To see what these hourly temperatures look like, let's plot one week of them:

```{r chunk30}
pt1_hourtemps_long_tbl |> 
  filter(date_hour >= as.Date("2011-01-01"), date_hour <= as.Date("2011-01-07")) |> 
  ggplot(aes(x = date_hour, y = temp_f)) +
  geom_line(aes(color="red"), show.legend = FALSE)
```

\

# Chill Portions

Chill portions and chill hours are like degree days, but for cold temperatures. Certain phenology events, like blooming in fruit and nut trees, are correlated with the net amount of cold temperatures the trees been exposed to. This reflect an evolutionary adaptation trees have developed to prevent blooming too early and hence risking damage from a late frost. Different fruit and nut trees have developed [different thresholds of chill portions](https://fruitsandnuts.ucanr.edu/Weather_Services/chilling_accumulation_models/CropChillReq/) that tell them when its time to 'wake up' from their winter dormancy.
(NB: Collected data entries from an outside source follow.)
Issue #2439, opened 2026-07-12
HIGH cross-repo authz batch: ungated /security scan+finding reads + /sbom generate/cve writes (+ weak-gate upgrade)


brandonrc:
**Severity: HIGH. Live in shipped <=1.5.2.** The expedited (v1.5.3) subset of the systemic cross-repo authorization audit — routes that query artifact/repo-scoped data with NO per-repo authorization, exposing CVE/supply-chain data and allowing cross-repo writes to any authenticated non-member.

Canonical gates to apply: artifact-level `check_artifact_visibility` (artifacts.rs:25-77) / repo-level `require_visible` (repositories.rs:214-243) — token-scope + admin-bypass + **membership (`user_can_access_repo`)** + existence-hiding 404.

**HIGH routes (this hotfix):**
1. `sbom.rs:349` `generate_sbom` — `POST /api/v1/sbom` **(WRITE)** — generate/regenerate SBOM attestation on ANY repos artifact.
2. `security.rs:792` `list_findings` — `GET /security/scans/:id/findings` — CVE findings for any scan.
3. `security.rs:761` `get_scan` — `GET /security/scans/:id`.
4. `security.rs:723` `list_scans` — `GET /security/scans?repository_id=&artifact_id=`.
5. `security.rs:1138` `list_artifact_scans` — `GET /security/artifacts/:artifact_id/scans`.
6. `sbom.rs:1006` `update_cve_status` — `POST /sbom/cve/status/:id` **(WRITE)** — mirror the gating of the sibling finding-acknowledge/status handlers (member-visibility vs require_admin — match siblings).

**Weak-gate upgrade (closes the "also weak" sbom routes at once):** `sbom.rs:1600` `require_repo_access` currently checks only `can_access_repo` (token scope) — upgrade it to also run `user_can_access_repo` for private repos (i.e. `check_artifact_visibility` semantics). This closes get_sbom/get_sbom_by_artifact/delete_sbom/get_sbom_components/list_sboms/get_cve_history_by_artifact/update_cve_status_by_artifact_cve without patching each call site.

**Keep working:** public repos stay public (gate returns Ok for is_public); admins + members still 200; do not double-gate already-correct repo-nested twins (security::list_repo_scans etc.). Existence-hiding 404, never 403. The MEDIUM/LOW rest of the class (promotion/approval/curation/signing/quality-remainder rows 8,12) → 1.6.0 (#2440).

Issue #913, opened 2026-04-27
Backend: virtual member endpoints check parent access only, not member access


brandonrc:
## Bug

The three virtual-membership handlers in `backend/src/api/handlers/repositories.rs`:

- `add_virtual_member` at `:2051`
- `remove_virtual_member` at `:2136`
- `update_virtual_members` at `:2185`

all call `require_repo_access` on the virtual parent repo V only. None of them check the caller's access to the member repo M being attached, removed, or reordered.

## Impact

A caller with write scope on virtual repo V can add, remove, or reorder a member repo M to which they have no access rights. They cannot read M's contents directly, but they can change which repos a virtual repo aggregates, indirectly affecting downstream resolution.

This is either:

1. Intentional (the membership graph is considered V-owned metadata, and M's ACL only gates direct reads). If so, document this in the API spec and pin a test that asserts the behavior.
2. A bug. If so, add `require_repo_access(&auth, member_repo.id, RequiredScope::Read).await?;` alongside the existing parent check in all three handlers.

Decide which, and pin a test either way.

## Provenance

Surfaced by multi-agent review of artifact-keeper-test#80.

Tracking: ak-7093.

brandonrc:
Re-milestoned from v1.1.9 to v1.2.0. The fix tightens AuthZ in a way that flips some 200s to 403s for callers with parent-only access — that's a behavior change unsuitable for a maintenance release. Will land on main only and ship in v1.2.0 with a release-notes callout.

PR #3173, opened 2026-08-07
fix(repositories): scope virtual repo member and artifact listings to caller-visible members

### LINKED ISSUE #3163: Virtual repo member list and artifact listing enumerate members the caller cannot see (JWT sessions bypass the filter entirely)
Found while fixing #3081 (PR #3162). Same class, wider blast radius: #3081 disclosed member *byte sizes*, these disclose member *identity and contents*.

## 1. `GET /api/v1/repositories/{key}/members`

The handler resolves every member of the virtual repo, then filters with:

```rust
.filter(|row| auth.can_access_repo(row.member_repo_id))
```

`can_access_repo` is **token scope**, not repository visibility:

```rust
pub fn can_access_repo(&self, repo_id: Uuid) -> bool {
    self.access_scope().grants(repo_id)
}
```

The handler's own comment states the consequence:

> Tokens with `allowed_repo_ids = None` (admins, JWT sessions, unrestricted API tokens) see everything by virtue of `can_access_repo` returning true.

A browser session is exactly that shape. So **any authenticated user** who can reach a virtual repository can enumerate the `key`, `name` and `repo_type` of every member — including private repositories they hold no grant for and cannot read. The parent gate is `require_repo_access`, which is also token scope, so it does not compensate.

This is not the same control as the one used everywhere else. Repository visibility is decided by `build_visibility_clause_for` / `user_can_access_repo` (public ∪ `role_assignments` ∪ fine-grained `permissions`, including the group and project arms). The members endpoint never consults it.

## 2. `GET /api/v1/repositories/{key}/artifacts` on a virtual repo

Same root cause, one layer down. `proxy_helpers::fetch_virtual_members` resolves members with **no ACL predicate at all**; only the parent repository is `require_visible`d. The Maven-grouped variant has the same shape.

Notably `proxy_helpers::authorize_virtual_members` exists for precisely this purpose and is called only from `maven.rs` and `pypi.rs` — the generic listing paths skip it.

## Impact

Read-only disclosure, but of exactly the thing multi-tenant isolation is supposed to protect: which private repositories exist, what they are called, what format they are, and — via the artifact listing — what is in them. An operator who partitions tenants by repository and grants each tenant a virtual view has no reason to expect the member list to leak sideways.

## Verified as NOT affected

`/{key}/storage` and `/{key}/storage/tree` bind to `repo.id` with no member walk; quota goes through `check_quota` → single-repo ledger read. Search was reported clean by one reviewer but **I have not verified it myself** — treat as unconfirmed.

## Suggested fix

Use the same predicate as everything else. #3162 threads `RepoVisibility` into the virtual storage aggregates and splices `build_visibility_clause_for(visibility, "leaf", N)` into the CTE; the members and artifact-listing paths want the same treatment. For the artifact listing specifically, routing through the existing `authorize_virtual_members` rather than `fetch_virtual_members` may be sufficient — worth checking whether that helper is complete before extending it.

The general lesson worth encoding: `can_access_repo` answers *"is this repo within my token's scope?"*, which is **not** *"am I allowed to see this repo?"*. Anywhere the second question is meant, the visibility clause is the control. A grep for `can_access_repo` used as a visibility filter would be worth doing beyond these two sites.

brandonrc:
## Summary

Fixes #3163.

A virtual repository disclosed its members — and those members' contents — to callers who are not allowed to see the member repositories.

The root cause is one confusion, in three places: `AuthExtension::can_access_repo` resolves to `access_scope().grants(repo_id)`. That answers **"is this repository within my TOKEN's scope?"**, which is not **"am I allowed to see this repository?"**. For any *unscoped* principal — a browser JWT session, an unrestricted API token, an admin — `AccessScope::Admin` means "no repo restriction", so `can_access_repo` returns `true` for **every repository in the instance**. A browser session is exactly that shape.

**Site 1 — `GET /api/v1/repositories/{key}/members`**

- The member set was filtered with `.filter(|row| auth.can_access_repo(row.member_repo_id))`. The handler's own comment admitted the consequence ("Tokens with `allowed_repo_ids = None` … see everything"). Any authenticated user who could reach a virtual repo could enumerate the `key`, `name` and `repo_type` of every member, including private repositories they hold no grant on.
- The parent was gated with `require_repo_access` (token scope) and **never** with `require_visible`. So a private virtual repository's membership was readable by any authenticated principal — while `GET /{key}` on that same repository correctly 404s.

**Site 2 — `GET /api/v1/repositories/{key}/artifacts` on a virtual repo, flat and `group_by=maven_component`**

Both resolve members via `proxy_helpers::fetch_virtual_members`, which applies **no ACL predicate at all**; only the parent is `require_visible`d. The private members' artifacts (and, in the grouped view, their Maven GAV coordinates) were aggregated straight into the response.

### The fix

All three sites now narrow the member set through the **same predicate the repository listing uses** — `build_visibility_clause_for` (public ∪ `role_assignments` ∪ fine-grained `permissions`, including the group and project arms) — rather than inventing a second rule:

- `RepositoryService::filter_visible_repo_ids(candidate_ids, visibility)` (new) evaluates that clause over a candidate id set. It **preserves input order**, which is load-bearing: `list_for_repos_page` documents that "the priority is determined by the position in the `repo_ids` slice".
- `visibility_for_auth(Option<&AuthExtension>)` is the single derivation of `RepoVisibility` from a principal, extracted from the body of `list_repositories` (which now calls it).
- `RepoVisibility::All` short-circuits before the query, so the **admin path is byte-identical to before** and costs no extra round trip.
- On site 1 the parent now runs **both** gates. `require_repo_access` is deliberately kept *ahead* of `require_visible`, because `require_visible` short-circuits `Ok` on a public repository — dropping it would have let a repo-scoped token reach a public virtual outside its allowed set. Neither gate subsumes the other.

No schema migration, no API break, no response-shape change. Which members a non-admin *sees* changes — that is the point of the issue.

### Note for the reviewer: overlap with #3162

`visibility_for_auth` is also introduced by the still-open #3162 (for the #3081 storage-total leak), with the same body in the same file. That is intentional — #3163 explicitly asks these paths to reuse #3162's predicate rather than grow a second one. **Whichever of the two merges first, the other should drop its copy on rebase.** I did not stack this branch on #3162 because stacked PRs on this repo do not get Rust CI, and a security fix should not merge on an unrun gate.

### `can_access_repo` audit (requested in the issue)

I audited every production call site. 12 total; 10 are correct (token scope is genuinely what is meant, and a separate visibility check covers the path). Two are the **same bug class as this issue and are NOT fixed here** — they are unrelated endpoints and deserve their own issues rather than riding along:

| file:line | function | what an unscoped non-admin can read |
|---|---|---|
| `backend/src/api/handlers/quarantine.rs:106` and `:122` | `get_quarantine_status` | `!repo.is_public && !auth_ext.can_access_repo(...)` is the **only** gate (routes run under plain `auth_middleware`, not `repo_visibility_middleware`). Any logged-in user who knows an artifact UUID in another tenant's private repo learns it exists, plus `quarantine_status`/`quarantine_until`/`is_blocked`, and at `:122` the free-text `quarantine_reason` (the malware/CVE finding). The comment at `:119-121` states the intended semantics precisely — and `can_access_repo` does not implement them. |
| `backend/src/api/handlers/sbom.rs:441` | `list_sboms` | On the `repository_id`-only path (no `artifact_id`), `if !auth.can_access_repo(repo_id)` is the sole check before up to 100 `sbom_documents` rows are returned: SBOM ids, artifact ids, formats, component/dependency/license counts and license lists for any private repository. The sibling helper at `sbom.rs:1666-1670` documents this exact class as fixed for the `ensure_*` wrappers under #2439; `list_sboms` was never converted. |

Four in-crate (`src/…`, so they count toward the `nextest --lib` coverage gate) DB-backed tests in `mod virtual_member_visibility_tests`, each driving the **real `router()`** over `axum` `oneshot` as a non-admin JWT-session principal (`tdh::make_auth` — `is_admin: false`, `allowed_repo_ids: AccessScope::Admin`, i.e. exactly a browser session).

Fixture: a private virtual parent, a **private** member (`viewer` has no grant) and a **public** member, plus `viewer` / `insider` / `outsider` / admin principals. Every leak assertion ships with positive controls, so a fix that simply hid everything fails: the public member must still be listed, `insider` (who holds a grant on the private member) must still see it, and an admin must still see the whole set.

Revert-proof — each guard was reverted **individually** and fails exactly one test, and only that one:

| reverted guard | failing test |
|---|---|
| member filter → back to `can_access_repo` | `members_endpoint_hides_members_the_caller_cannot_see_3163` |
| parent `require_visible` removed | `members_endpoint_hides_the_virtual_itself_from_outsiders_3163` |
| flat-listing member filter removed | `virtual_artifact_listing_hides_invisible_member_artifacts_3163` |
| Maven-grouped member filter removed | `virtual_maven_grouped_listing_hides_invisible_member_components_3163` |

All four fail on the base commit and pass on this branch.

## Test Checklist
- [x] Manually tested locally

## API Changes
- [x] N/A - no API changes

Response shapes and status codes are unchanged. The behavioural change is which members appear in them, plus `GET /{key}/members` now returning the existence-hiding `404` (instead of `200`) to a caller with no grant on a private virtual repository, matching `GET /{key}`.

### DIFF
--- a/backend/src/api/handlers/repositories.rs
+++ b/backend/src/api/handlers/repositories.rs
@@ -337,28 +337,32 @@ pub(crate) fn member_grant_visibility(auth: Option<&AuthExtension>) -> RepoVisib
 
 /// The SCOPE half, applied per member row.
 ///
-/// A public member bypasses scope entirely, matching `require_visible`'s
-/// early return. Otherwise the member passes when it is itself in scope, OR
-/// when the PARENT virtual is — read-through.
+/// A public member bypasses scope entirely, matching `require_visible`'s early
+/// return. Otherwise the member must itself be in the token's scope.
 ///
-/// Read-through is a deliberate choice, not an oversight. Scoping a token to a
-/// virtual repository is the canonical way to point CI at one, and the
-/// by-path download through that virtual already serves member bytes for such
-/// a token. Without read-through the listing returns `200 OK` with zero items
-/// while the download of those same items succeeds — two answers to one
-/// question. The grant half still applies on top, so this widens which members
-/// a token may ENUMERATE, never which a user may READ.
+/// An earlier revision also passed when the PARENT virtual was in scope,
+/// arguing that the by-path download already read through. That premise was
+/// wrong: `proxy_helpers::caller_can_read_member` gates on
+/// `can_access_repo(member.id)` and has no parent term anywhere, so a token
+/// scoped to a virtual but not to a member is DENIED that member's bytes.
+/// Read-through would have created the inconsistency it claimed to remove,
+/// reversed — and widened enumeration past `require_visible`, letting a token
+/// list artifact names, versions and sizes for a member it is scoped away
+/// from. Strict scoping is what agrees with both.
+///
+/// Consequence, accepted deliberately: a token scoped only to a virtual sees
+/// an empty listing. That is consistent with the download, which also refuses.
+/// Scope tokens to the members, or to both.
 pub(crate) fn member_passes_token_scope(
     auth: Option<&AuthExtension>,
     parent_repo_id: Uuid,
     member_id: Uuid,
     member_is_public: bool,
 ) -> bool {
+    let _ = parent_repo_id;
     match auth {
         None => member_is_public,
-        Some(a) => {
-            member_is_public || a.can_access_repo(parent_repo_id) || a.can_access_repo(member_id)
-        }
+        Some(a) => member_is_public || a.can_access_repo(member_id),
     }
 }
 
@@ -8701,7 +8705,8 @@ pub async fn add_virtual_member(
             vrm.created_at,
             r.key as member_key,
             r.name as member_name,
-            r.repo_type
+            r.repo_type,
+            r.is_public
         FROM virtual_repo_members vrm
         INNER JOIN repositories r ON r.id = vrm.member_repo_id
         WHERE vrm.virtual_repo_id = $1 AND vrm.member_repo_id = $2
@@ -22919,6 +22924,10 @@ mod virtual_member_visibility_tests {
         let at = fx.scoped_admin_token(vec![fx.virt_id]);
         let (adm_status, adm_keys) = fx.members_seen(at).await;
 
+        // Positive control: same caller, member now IN scope.
+        let it2 = fx.scoped_token(&fx.insider, vec![fx.virt_id, fx.private_id]);
+        let (ins2_status, ins2_keys) = fx.members_seen(it2).await;
+
         let (private_key, public_key) = (fx.private_key.clone(), fx.public_key.clone());
         fx.cleanup().await;
 
@@ -22926,11 +22935,13 @@ mod virtual_member_visibility_tests {
         assert_eq!(ins_status, StatusCode::OK);
         assert_eq!(adm_status, StatusCode::OK);
 
-        // Read-through + the public arm the `Ids` arm had dropped.
+        // The public arm the `Ids` arm had dropped: a public member is
+        // readable regardless of scope, matching `require_visible`'s early
+        // return on `is_public`.
         assert!(
             virt_keys.contains(&public_key),
-            "a token scoped to the virtual must reach its public member, or \
-             the listing contradicts the download path; got {virt_keys:?}"
+            "a public member is readable regardless of token scope; \
+             got {virt_keys:?}"
         );
         // The grant half still applies.
         assert!(
@@ -22938,14 +22949,32 @@ mod virtual_member_visibility_tests {
             "token scope must not substitute for a grant: {private_key} has no \
              grant for this caller; got {virt_keys:?}"
         );
+        // STRICT scoping: the private member is NOT in this token's scope, so
+        // even a caller who holds the grant must not enumerate it. This is what
+        // agrees with the download path -- `caller_can_read_member` gates on
+        // `can_access_repo(member.id)` with no parent term, so read-through
+        // here would let a token list what it cannot fetch.
         assert!(
-            ins_keys.contains(&private_key),
-            "a scoped token whose owner HOLDS the grant must still see \
-             {private_key}; got {ins_keys:?}"
+            !ins_keys.contains(&private_key),
+            "a token scoped only to the virtual must not enumerate a private \
+             member outside its scope, because the download refuses it too; \
+             got {ins_keys:?}"
         );
+        // Scope the token to the MEMBER and the same caller does see it --
+        // the positive control, without which the assertion above is
+        // satisfied by a filter that hides everything.
+        assert_eq!(ins2_status, StatusCode::OK);
         assert!(
-            adm_keys.contains(&public_key) && adm_keys.contains(&private_key),
-            "an admin token scoped to the virtual reaches its members; \
+            ins2_keys.contains(&private_key),
+            "with {private_key} in scope AND a grant, it must be listed; \
+             got {ins2_keys:?}"
+        );
+        // An admin token scoped to the virtual only: the scope still binds.
+        // Before the fix `is_admin` was matched ahead of `Restricted`, so the
+        // scope was discarded entirely and every member was listed.
+        assert!(
+            !adm_keys.contains(&private_key),
+            "an admin's deliberately-scoped token must stay scoped; \
              got {adm_keys:?}"
         );
     }
--- a/backend/src/api/handlers/repositories.rs
+++ b/backend/src/api/handlers/repositories.rs
@@ -4656,6 +4656,7 @@ pub async fn list_artifacts(
             count_exact,
             page,
             per_page,
+            &visibility_for_auth(auth.as_ref()),
         )
         .await;
     }
@@ -4729,7 +4730,16 @@ pub async fn list_artifacts(
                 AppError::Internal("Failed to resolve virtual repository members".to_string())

We can compute accumulated chill portions by passing a vector of hourly temperature values to `chillR::Dynamic_Model()`. Note however that `Dynamic_Model()` expects the temperatures to be in Celsius, so the first step is to add a column with the temperature in °C using the units package:

```{r chunk31}
pt1_hourtemps_degc_tbl <- pt1_hourtemps_long_tbl |> 
  mutate(temp_c = as.numeric(set_units(set_units(temp_f, degF), degC)))
         
head(pt1_hourtemps_degc_tbl)        
```

\

Now we can compute accumulated chill portions using `Dynamic_Model()`:

```{r chunk32}
pt1_chillport_tbl <- pt1_hourtemps_degc_tbl |> 
  mutate(chillport_acc = chillR::Dynamic_Model(temp_c, summ = TRUE))

head(pt1_chillport_tbl)
```

\

Plot accumulated chill portions for one season:

```{r chunk33}
pt1_chillport_tbl |> 
  filter(date_hour >= as.Date("2010-10-01"), date_hour <= as.Date("2011-07-01")) |> 
  ggplot(aes(x = date_hour, y = chillport_acc)) +
  geom_line() +
  ggtitle("Chill Portions 2010-11")
```

\

# Challenge Question

New Star Cherries require [54 chill portions](https://fruitsandnuts.ucanr.edu/Weather_Services/chilling_accumulation_models/CropChillReq/ "54 chill portions") to come out of their winter dormancy. Identify the date when this level of chill was reached each year of the observed dataset. For the purposes of the exercise, consider the chill season to go from Nov 1 thru June 30.

**Hint:** This will look a lot like the question about the date when degree days were reached. [Answer](http://bit.ly/3VH2UKs)

```{r chunk34}
## Your answer here

```

\

# End!

Remember to save the Notebook to generate a HTML version that includes all executed code that you can save for keeps!